Val shrugged off his jacket. “I sleep here, remember? Perhaps I should a
sk you the same thing. This is hardly so large a house that someone might get lost.”
Emily fumbled for her spectacles and plopped them on her nose. “You said we would speak tomorrow. Well, now it is tomorrow, so don’t try and put me off again. Have you found out anything about the athame?”
No, nor had he tried to, having had more urgent fires to douse. “Has anyone ever told you that you are as tenacious as a cockleburr?”
“Papa, when he was trying to keep things from me. Don’t change the subject. I take it you did not.”
Val did not feel inclined to explain himself. “You wanted to warn me about your Mr. Ross.”
Emily looked away. “He’s not my Mr. Ross.”
Val shrugged out of his coat. “Nonetheless, you know him well.”
“Not half as well as I once believed I did.” Emily toyed with the edges of her sash. “Thanks to your insistence that I appear at Lady Cullen’s dratted musicale, Michael thinks I followed him to Edinburgh.”
“Why should he think you followed him? Unless you told him of your suspicions, and that you found his talisman. Did you return it to him, by the way?” Casually, Val removed his waistcoat and cravat.
Emily’s cheeks reddened. “He claimed it wasn’t his. Before my papa’s death, Michael was, ah, courting me. He may think that we’re betrothed.”
Val pulled the velvet cord out of his hair. Scooted Machka out of the way and sat down on the bed. “Miss Dinwiddie, you are a femme fatale.”
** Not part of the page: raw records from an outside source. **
PR #1546, opened 2026-04-13
fix(supersearch, lxl-web): Cancel debounced fetching timeouts

johanbissemattsson:
### Solves

The debounced fetching in the supersearch component had a tendency to show the results of unfinished fetch requests started _before_ resetting data – this fix ensures that the timeouts are cancelled/cleared when calling `resetData`.

(The problem is more apparent when the expanded search open is kept open (coming in a upcoming PR)).

### Summary of changes

- Clear debounced timeouts when resetting data
- Skip intentional `AbortError` messages


olovy (approved):
LGTM

PR #1547, opened 2026-04-13
feat(lxl-web): Download MARC-XML

olovy:
`/_compilemarc` can now take a `format` that overrides the format in the export profile. Use it.


jesperengstrom (approved):
LGTM!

Emily adjusted her spectacles. “Don’t poke fun at me. I should have realized it was all moonshine. Michael wants to marry me and thereby gain control of the Society and my pocketbook. However, I have decided that I don’t want to marry anyone. Papa managed matters so I wouldn’t have to, despite the fact that the law doesn’t find females fit to manage their own affairs. Do stop regarding me as if I were some raree show exhibit. You aren’t taking this seriously enough.”
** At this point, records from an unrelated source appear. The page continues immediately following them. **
PR #1548, opened 2026-04-13
perf(lxl-web): Compute qualiferSuggestions once

olovy:
Compute qualiferSuggestions once instead of on every request.
They are static in relation to vocab.

took ~14% cpu when profiling locally with stress_search2_api_simple.py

If so, it was understandable: Val had during the countless years of his existence been hanged, shot, and staked, none of which had been particularly pleasant, but he had lived (so to speak) to tell the tale. “You are serious enough for us both. If Ross did steal the athame, he didn’t have it with him last night.”
Emily’s expressive eyebrows climbed halfway up her forehead. “How do you know that?”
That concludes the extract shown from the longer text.